I'd also point out that you and I share a friend who rapidly rose to become the CEO of a biotech company without any prior experience in the industry.
Mike Lunt said…
In some ways, I think we are talking past each other a bit, so I’ll be less subtle in my response.

• Your assessment and qualifications for hiring a product manager are spot-on, and when someone with these skills applies for the job, make them an offer immediately.
First, Break All the Rules also has some great points on hiring for talent and the ability to learn over industry experience. This is precisely why I think it’s ineffective when companies give language-specific syntax tests to hire developers.

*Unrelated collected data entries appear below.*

PR #786, opened 2019-09-04
Changelog for 1.7.2

greg-1-anderson:
Preliminary.

### DIFF
--- a/CHANGES.md
+++ b/CHANGES.md
@@ -1,3 +1,33 @@
+1.7.2 / 2019-09-XX
+==================
+
+Bug fixes:
+
+* DriverInterface#getValue() can return null
+* Modify response[Contains|NotContains] to use strpos vs preg_match
+* Fix compatibility with PHP 7.2
+* Allow Symfony 4.
+* Optimize the splitting of XPath unions
+* Allow pipes (|) in attributes by implementing better XPath parsing
+* Auto-start session only upon 1st "->visit(...)" method call
+
+Testsuite:
+
+* Don't install PHPUnit 8.0
+* Fix PHP 5.4 and PHP 5.5 builds
+* Objects with __toString() can be asserted.
+* Add testing on PHP 7.2
+* Add compatibility with PHPUnit 6
+* Remove the driver testsuite
+
+Misc:
+
+* Rename boolean type in lowercase
+* Suggest chrome-mink-driver as fast JS-enabled alternative to selenium
+* Use ! operator instead of === false
+* Improved variable names and simplified quote logic
+* Changed method visibility to private and variable name to camle case
+
 1.7.1 / 2016-03-05
 ==================
 


CHANGES.md
```diff
@@ -1,3 +1,33 @@
...
+* Auto-start session only upon 1st "->visit(...)" method call
+
+Testsuite:
+
+* Don't install PHPUnit 8.0
+* Fix PHP 5.4 and PHP 5.5 builds
+* Objects with __toString() can be asserted.
+* Add testing on PHP 7.2
+* Add compatibility with PHPUnit 6
+* Remove the driver testsuite
```
oleg-andreyev: I would rephrase it: Extracted driver test suite into separate repository.

CHANGES.md
```diff
@@ -1,3 +1,33 @@
+1.7.2 / 2019-09-XX
+==================
+
+Bug fixes:
+
+* DriverInterface#getValue() can return null
+* Modify response[Contains|NotContains] to use strpos vs preg_match
+* Fix compatibility with PHP 7.2
+* Allow Symfony 4.
+* Optimize the splitting of XPath unions
```
aik099: Please remove this one.

---

Historically there were 2 PRs:

* in 1st one support for unions was added
* in 2nd one that support was improved

For end user these looks as a single change since it happened inside same version.

CHANGES.md
```diff
@@ -1,3 +1,33 @@
...
+* Fix PHP 5.4 and PHP 5.5 builds
+* Objects with __toString() can be asserted.
+* Add testing on PHP 7.2
+* Add compatibility with PHPUnit 6
+* Extracted driver test suite into separate repository.
+
+Misc:
+
+* Rename boolean type in lowercase
+* Suggest chrome-mink-driver as fast JS-enabled alternative to selenium
```
aik099: Please remove this line.

---

This is an internal change, that shouldn't be affecting developer workflow.

CHANGES.md
```diff
@@ -1,3 +1,33 @@
...
+* Allow Symfony 4.
+* Optimize the splitting of XPath unions
+* Allow pipes (|) in attributes by implementing better XPath parsing
+* Auto-start session only upon 1st "->visit(...)" method call
+
+Testsuite:
+
+* Don't install PHPUnit 8.0
+* Fix PHP 5.4 and PHP 5.5 builds
+* Objects with __toString() can be asserted.
```
aik099: Please move into `New Features:` sub-section and change text into:

```
* The `WebAssert` class methods now accept objects with `__toString` method, where only string were allowed before
```

---

The `WebAssert` class is part of public API and not the test suite.

CHANGES.md
```diff
@@ -1,3 +1,33 @@
...
+* Add testing on PHP 7.2
+* Add compatibility with PHPUnit 6
+* Extracted driver test suite into separate repository.
+
+Misc:
+
+* Rename boolean type in lowercase
```
aik099: Please remove this line.

---

This is an internal change, that shouldn't be affecting developer workflow.

CHANGES.md
```diff
@@ -1,3 +1,33 @@
+1.7.2 / 2019-09-XX
+==================
+
+Bug fixes:
+
+* DriverInterface#getValue() can return null
```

What I’m saying specifically for product managers is the following:

1) The number of people that will apply for a product management job with these skills (market assessment, strategy determination, etc.) is few and far between, in my experience. If I understand your points, the reasoning may be because the job descriptions aren’t worded properly, and maybe you’re right. Admittedly, it’s not immediately apparent to me at this juncture.
2) “Product managers” have varying roles at every company, regardless of the title, and in many cases, companies don’t even know how to how to describe the combination of release manager, business analyst, pseudo-architect, and inbound marketing strategist that would fit all the urgent needs, especially at an early stage company.
3) Given #1 and #2, hiring someone that can at least have a day-one conversation with customers, internal stakeholders, and developers/engineers doesn’t seem like a bad option for many situations.


p.s. Our mutual friend has an unusually high range of skills in my book, and the rules of normal expectations don’t apply to him. If all the candidates that applied for product management positions had his talents, we might not even have this as a topic of discussion. :-)
Roger L. Cauvin said…
Thanks for the lucid thoughts, Mike. Your three points all make sense to me. I think point 1 is a self-fulfilling prophecy. In companies where I've worked, I've seen 90% of candidates rejected on the basis of their resumes. You can't recognize talent - the most important hiring criterion - from a traditional resume. If you reject 90% of candidates up front, you're not likely to find a lot of candidates that have the talents ideal for the job.

Buckingham and Coffman recommend that every hiring manager and recruiter should be able to enumerate the talents - not the skills and experience - needed for the role.

I've enumerated what I believe to be the most important talents of great product managers and talents of great agile team members.